High oil prices, driven by the Middle East conflict, are providing the budget with additional oil and gas revenues; however, a strengthening ruble and export difficulties are holding back their growth.

General Economic Picture

According to Rosstat, Russia’s GDP contracted by 0.2% in the first quarter of 2026 compared to the same period last year. 

President Vladimir Putin noted at a meeting on May 15 that government measures were beginning to show “a certain positive result,” but called for priority attention to supporting economic growth. 

Economy Minister Maxim Reshetnikov emphasized that the economy is coping with challenges, inflation is falling, and unemployment remains at minimal levels.

Retail trade is experiencing a crisis: in the first quarter of 2026, the sector hit three historic lows. The Economy Ministry forecasts retail trade turnover growth of just 0.8% in 2026 (compared to 4.1% the previous year). The clothing and footwear market could lose up to 40% of its stores by the end of 2026.

Oil and Gas Revenues

Due to rising global energy prices amid the Middle East conflict, Russia’s oil and gas revenues in May 2026 increased by 39% compared to the same period last year, reaching approximately 700 billion rubles

A decline of about 17% is expected compared to April, due to the cyclical nature of the Mineral Extraction Tax (MET) payment, the strengthening of the ruble, and large reverse excise tax payments to oil companies.

In April, tax revenues from oil and gas amounted to 855.6 billion rubles – 238.6 billion rubles (39%) more than in March. However, for the first four months of 2026, the decline in oil and gas revenues compared to the same period last year remains at 38.3% (to 2.298 trillion rubles).

The 2026 budget includes oil and gas revenues of 8.92 trillion rubles out of total revenues of 40.283 trillion rubles. 

Economists note that the ruble exchange rate is of key importance: the weaker the national currency amid high oil prices, the higher the ruble-denominated budget revenues from raw material exports.

Metals Market

On the global non-ferrous metals market from May 13 to 18, prices fell by 3.1% due to lower quotes for aluminum (-2.5%), copper (-3.8%), and nickel (-2.9%). At the same time, on an annual basis, the value of these metals increased by 36.2%.

The MetalTorg.Ru metals trading composite price index rose by 4.8 points (0.6%) over the week; however, four out of ten types of steel products were in negative territory. 

Aluminum on the London Metal Exchange (LME) is trading around $3,578 per ton, copper slightly higher, nickel is down 1.33%, and platinum and palladium are also showing negative dynamics.

Ruble Exchange Rate, Inflation, and Key Rate

The official dollar exchange rate on May 20 was 71.3 rubles, and the euro was 82.8 rubles. By May 25, the dollar had fallen to 71.2 rubles, and the euro to 82.5 rubles.

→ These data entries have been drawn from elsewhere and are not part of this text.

PR #400, opened 2018-02-03
PHPUnit & PHPStan updated

kukulich:


src/Reflection/ReflectionFunction.php
```diff
@@ -38,10 +41,13 @@ public static function createFromClosure(Closure $closure) : self
     {
         $configuration = new BetterReflection();
 
-        return (new FunctionReflector(
+        /** @var self $reflectionFunction */
```
muglug: I think you can revert this change and instead update the docblock of `FunctionReflector::reflect` instead to reflect that it always returns a `ReflectionFunction`. PHPStan [allows that syntax](https://phpstan.org/r/43781f0e8344ccf014130042a3a232af).

src/Reflection/ReflectionFunctionAbstract.php
```diff
@@ -75,7 +75,7 @@ public static function export() : void
     /**
      * Populate the common elements of the function abstract.
      *
-     * @param Node\Stmt\ClassMethod|Node\FunctionLike|Node\Stmt|Node $node Node has to be processed by the PhpParser\NodeVisitor\NameResolver
+     * @param Node\Stmt\ClassMethod|Node\Stmt\Function_|Node\Expr\Closure $node Node has to be processed by the PhpParser\NodeVisitor\NameResolver
```
muglug: Also here: https://github.com/Roave/BetterReflection/pull/394/files#diff-a24d529e5ad68aa3369134d27a9d51f3R78

src/Reflection/ReflectionObject.php
```diff
@@ -94,7 +94,10 @@ public static function createFromInstance($object) : ReflectionClass
             $reflector = (new BetterReflection())->classReflector();
         }
 
-        return new self($reflector, $reflector->reflect($className), $object);
+        /** @var ReflectionClass $reflectionClass */
```
muglug: As above, can be in the docblock `ClassReflector::reflect` instead

src/Reflection/ReflectionFunction.php
kukulich: You,re true, thanks.

src/Reflection/ReflectionParameter.php
```diff
@@ -490,7 +490,10 @@ public function getClass() : ?ReflectionClass
             ));
         }
 
-        return $this->reflector->reflect($className);
+        /** @var ReflectionClass $reflectionClass */
```
muglug: With the above ClassReflector change, you could instead change the `@var` to `@var ClassReflector $reflector`

src/Reflection/ReflectionType.php
```diff
@@ -25,7 +25,7 @@ class ReflectionType
     ];
 
     /**
-     * @var $type
+     * @var string
```
muglug: Here as well: https://github.com/Roave/BetterReflection/pull/394/files#diff-715bd899956ff9c25ee4bc334a997cacR28

src/NodeCompiler/CompileNodeToValue.php
```diff
@@ -140,15 +140,15 @@ private function compileClassConstFetch(Node\Expr\ClassConstFetch $node, Compile
         $classInfo = null;
 
         if ($className === 'self' || $className === 'static') {
-            $classInfo = $this->getConstantDeclaringClass($node->name, $context->getSelf());
+            $classInfo = $this->getConstantDeclaringClass((string) $node->name, $context->getSelf());
```
muglug: This cast is unnecessary as `$node->name` will always be a string here. Maybe an `assert(is_string($node->name))` above would be better, and would make the other cast below unnecessary

Ocramius:
@kukulich rebase needed as per #394 changes

kukulich:
@Ocramius Done.

Ocramius:
@kukulich thanks!

Issue #398, opened 2018-02-03
Trait method aliases


lookyman:
Aliasing trait methods doesn't seem to work:

```php
trait Foo
{
	public function a() {}
}

trait Bar
{
	use Foo { a as b; }
	public function a() { $this->b(); }
}

class Baz
{
	use Bar;
	public function c()
	{
		$this->a();
		$this->b();
	}
}

$refN = new \ReflectionClass('Bazz');
var_dump($refN->hasMethod('b')); // true

$refB = (new \Roave\BetterReflection\BetterReflection())->classReflector()->reflect('Bazz');
var_dump($refB->hasMethod('b')); // false

$refA = new \Roave\BetterReflection\Reflection\Adapter\ReflectionClass($refB);
var_dump($refA->hasMethod('b')); // false
```

kukulich:
Fix in https://github.com/Roave/BetterReflection/pull/401

Ocramius:
Handled in #401

PR #401, opened 2018-02-04
Method from trait renamed with alias should be available by the alias 

kukulich:
Fix for https://github.com/Roave/BetterReflection/issues/398.


Ocramius:
This requires backporting to 2.x too

Ocramius:
Backported to `2.0.x` via efc45b50cb52d5eeaacab15741376e981e28738b

Thanks @kukulich!

PR #404, opened 2018-02-15
Account for case insensitivity

theofidry:
The PR is a bit incomplete (missing tests) but it's more for myself to not forget about it :)

The issue is that [PHP is case insensitive](https://3v4l.org/SYNgh) for namespaces, classes and methods. However BetterReflection does not account for that as a result if you have:

```php
use PHAR;
```

Instead of:

```php
use Phar;
```

BetterReflection is going to fail.

### DIFF
--- a/src/SourceLocator/Ast/Locator.php
+++ b/src/SourceLocator/Ast/Locator.php
@@ -86,8 +86,10 @@ class Locator
      */
     private function findInArray(array $reflections, Identifier $identifier) : Reflection
     {
+        $identifierName = strtolower($identifier->getName());
+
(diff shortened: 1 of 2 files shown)


asgrim:
Sorry, this pull request could not be found.

theofidry:
Stop looking at your phone James

theofidry:
Yes sorry, I won't be able to take a look before another 1-2 weeks :/

theofidry:
Tests added. The CI is failure is unrelated (it's failing on master as well)

Ocramius:
:ship: thanks @theofidry!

Annual inflation as of May 18 was recorded at 5.36%. During the week of May 13–18, the overall price level fell by 0.02%, continuing the deflationary trend. 

In April, monthly inflation was 0.14%, and annual inflation was 5.58% (down from 5.86% in March). The Economy Ministry raised its 2026 inflation forecast to 5.2%.

The key interest rate remains at 14.50% per annum. The Bank of Russia maintained its GDP growth forecast for 2026 in the range of 0.5–1.5%, expecting annual inflation to return to 4.5–5.5% in 2026 and to the 4% target in 2027.

Labor Market

The unemployment rate in Russia in February 2026 fell to 2.1% (about 1.67 million people), a historic low. Deputy Prime Minister Alexander Novak forecasts unemployment will remain within 2.3–2.4% over the course of 2026.

Stock Market

The Moscow Exchange Index closed below 2600 points on May 25, at 2,598.2 points (-1.1%), hitting a low not seen since November 2025 amid falling oil prices and heightened tensions in the Ukrainian conflict. The RTS Index stood at 1,144.01 points (-1.5%).

Conclusion

The Russian economy presents a mixed picture. On one hand, there is record-low unemployment, high oil prices, and additional oil and gas revenues supporting the budget. 

On the other, there is industrial stagnation (the manufacturing sector has been falling for the 11th consecutive month) and a retail trade crisis. The key challenge remains maintaining sustainable economic growth and containing inflation while keeping monetary policy tight.